Vu les autres pièces du dossier.
Vu :
- le code de la santé publique, notamment le code de déontologie médicale figurant aux articles
R. 4127-1 à R. 4127-112 ;
- le code de justice administrative ;
- la loi n° 91-647 du 10 juillet 1991 relative à l’aide juridique, notamment le I de l’article 75.
Les parties ont été régulièrement averties du jour de l’audience.
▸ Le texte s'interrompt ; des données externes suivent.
PR #1926, opened 2015-04-07
CDAP-2032: Ensure stream exists according to streamAdmin before processing its config in LocalStreamService

jwang47:
https://issues.cask.co/browse/CDAP-2032
http://builds.cask.co/browse/CDAP-DUT1363


chtyim:
LGTM

PR #1928, opened 2015-04-07
CDAP-2031: Retry for StreamConversionTest

jwang47:
https://issues.cask.co/browse/CDAP-2031
http://builds.cask.co/browse/CDAP-DUT1364

### DIFF
--- a/cdap-examples/StreamConversion/src/test/java/co/cask/cdap/examples/streamconversion/StreamConversionTest.java
+++ b/cdap-examples/StreamConversion/src/test/java/co/cask/cdap/examples/streamconversion/StreamConversionTest.java
@@ -19,6 +19,7 @@ package co.cask.cdap.examples.streamconversion;
 import co.cask.cdap.api.common.RuntimeArguments;
 import co.cask.cdap.api.dataset.lib.TimePartition;
 import co.cask.cdap.api.dataset.lib.TimePartitionedFileSet;
+import co.cask.cdap.common.utils.Tasks;
 import co.cask.cdap.test.ApplicationManager;
 import co.cask.cdap.test.DataSetManager;
 import co.cask.cdap.test.MapReduceManager;
@@ -32,7 +33,11 @@ import java.sql.ResultSet;
 import java.util.Calendar;
 import java.util.Set;
 import java.util.concurrent.Callable;
+import java.util.concurrent.ExecutionException;
 import java.util.concurrent.TimeUnit;
+import java.util.concurrent.TimeoutException;
+import java.util.concurrent.atomic.AtomicInteger;
+import java.util.concurrent.atomic.AtomicMarkableReference;
 
 /**
  * Test the stream conversion example app.
@@ -60,7 +65,7 @@ public class StreamConversionTest extends TestBase {
     mapReduceManager.waitForFinish(5, TimeUnit.MINUTES);
 
     // verify the single partition in the file set
-    long partitionTime = testWithRetry(new Callable<Long>() {
+    long partitionTime = assertWithRetry(new Callable<Long>() {
       @Override
       public Long call() throws Exception {
         DataSetManager<TimePartitionedFileSet> fileSetManager = getDataset("converted");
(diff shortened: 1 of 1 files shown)


sreevatsanraman:
LGTM :+1:  Merge once the build passes.

cdap-examples/StreamConversion/src/test/java/co/cask/cdap/examples/streamconversion/StreamConversionTest.java
```diff
@@ -99,4 +105,20 @@ public void testStreamConversion() throws Exception {
     Assert.assertEquals(minute, results.getInt(5));
     Assert.assertFalse(results.next());
   }
+
+  private <T> T testWithRetry(Callable<T> callable, int timesToRetry,
```
bdmogal: Can we re-use ``Tasks.waitFor``?

anwar6953: Tasks.waitFor doesn't retry upon exception, I think. Maybe it should be changed to do so.

jwang47: Also `testWithRetry` is meant to allow multiple assertions inside of the `callable`, so it doesn't really fit the use case as it's not really waiting for a single value.

Perhaps we could add a way to specify exception types to ignore to `Tasks.waitFor`, but I don't think that's necessary for this PR.

bdmogal: I see. its a pattern that we see often, so would be good to extract it somewhere. agree that it may be beyond this PR's scope.

chtyim: Why not use the `Tasks.waitFor`?

chtyim: You can have something like this:

```java
<T> T assertWithRetry(Callable<T> callable, long timeout, TimeUnit timeoutUnit,
                                 long sleepDelay, TimeUnit sleepDelayUnit) {
  AtomicMarkableReference<T> result = new AtomicMarkableReference<T>(null, false);
  Tasks.waitFor(true, new Callable<Boolean>() {
    T call() throws Exception {
      result.set(callable.call(), true);
      return true;
    }
  }, timeout, timeoutUnit, sleepDelay, sleepDelayUnit);
  Assert.assertTrue(result.isMarked());
  return result.get();
}
```

anwar6953: I think that won't work with current implementation of Tasks.waitFor, because Tasks.waitFor doesn't do retries upon exceptions.

chtyim: Then, catch the exception in the wrapping callable, if throwing exception is the way to signal retry.

cdap-examples/StreamConversion/src/test/java/co/cask/cdap/examples/streamconversion/StreamConversionTest.java
```diff
@@ -59,11 +65,16 @@ public void testStreamConversion() throws Exception {
...
+    long partitionTime = assertWithRetry(new Callable<Long>() {
+      @Override
+      public Long call() throws Exception {
+        DataSetManager<TimePartitionedFileSet> fileSetManager = getDataset("converted");
+        TimePartitionedFileSet converted = fileSetManager.get();
+        Set<TimePartition> partitions = converted.getPartitionsByTime(startTime, System.currentTimeMillis());
+        Assert.assertEquals(1, partitions.size());
+        return partitions.iterator().next().getTime();
+      }
+    }, 15L, TimeUnit.SECONDS, 3L, TimeUnit.SECONDS);
```
chtyim: Don't sleep for 3 seconds. Sleep shorter in unit-test, e.g. 100ms.

chtyim:
Just one comment, otherwise LGTM.

PR #1929, opened 2015-04-07
CDAP-2034: Removed unnecessary actions in AdapterClientTest, as StandaloneTestBase takes care of cleanup already

jwang47:
https://issues.cask.co/browse/CDAP-2034
http://builds.cask.co/browse/CDAP-DUT1365


sreevatsanraman:
LGTM :+1:

gokulavasan:
How does this resolve the problem?

jwang47:
AdapterClientTest doesn't stop any programs, so if the adapter workflow starts before deleteAll is called, then we get the exception "program still running". I removed that part of the test, since StandaloneTestBase does stop all programs and unrecoverable reset in @AfterClass.

gokulavasan:
Ok so even if MR job is running, the cleanup in StandaloneTestBase do the required cleanup. Thanks Alvin!

PR #1932, opened 2015-04-07
Feature/3.0 ui doc string changes

awholegunch:
- Changes the label for Namespace drop-down menu from "No more Namespaces" to "No other namespaces"
- Changes the footer copyright string to include a © symbol and a self-updating date string (2014-current year)


cdap-ui/app/index.html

Ont été entendus au cours de l’audience publique du 12 juillet 2023 :
- le rapport du Dr Bohl ;
- les observations de Me Saggio et des Drs Artus et Ligier pour le conseil départemental de
Saône-et-Loire de l’ordre des médecins ;
- les observations de Me Lucas-Baloup pour le Dr A et celui-ci en ses explications ;
- les observations de Me Ronfard pour Mme B et celle-ci en ses explications.
Le Dr A a été invité à reprendre la parole en dernier.
APRES EN AVOIR DELIBERE,
Considérant ce qui suit :
1. Le Dr A, ophtalmologue à Y, a reçu le 2 septembre 2019 en consultation pour un bilan de la vue M. C, patient qu’il suivait depuis plusieurs années. Faisant état d’une baisse de la vision de l’intéressé et d’une gêne fonctionnelle, le Dr A a prescrit une opération de la cataracte des deux côtés. Ce diagnostic a donné lieu à un avis divergent d’autres spécialistes que M. C a consultés quelques semaines après et qui l’a conduit à renoncer à l’intervention. Estimant n’avoir pas eu d’explications satisfaisantes de la part du Dr A à qui il impute une erreur de diagnostic, M. C a porté plainte contre lui devant les instances ordinales.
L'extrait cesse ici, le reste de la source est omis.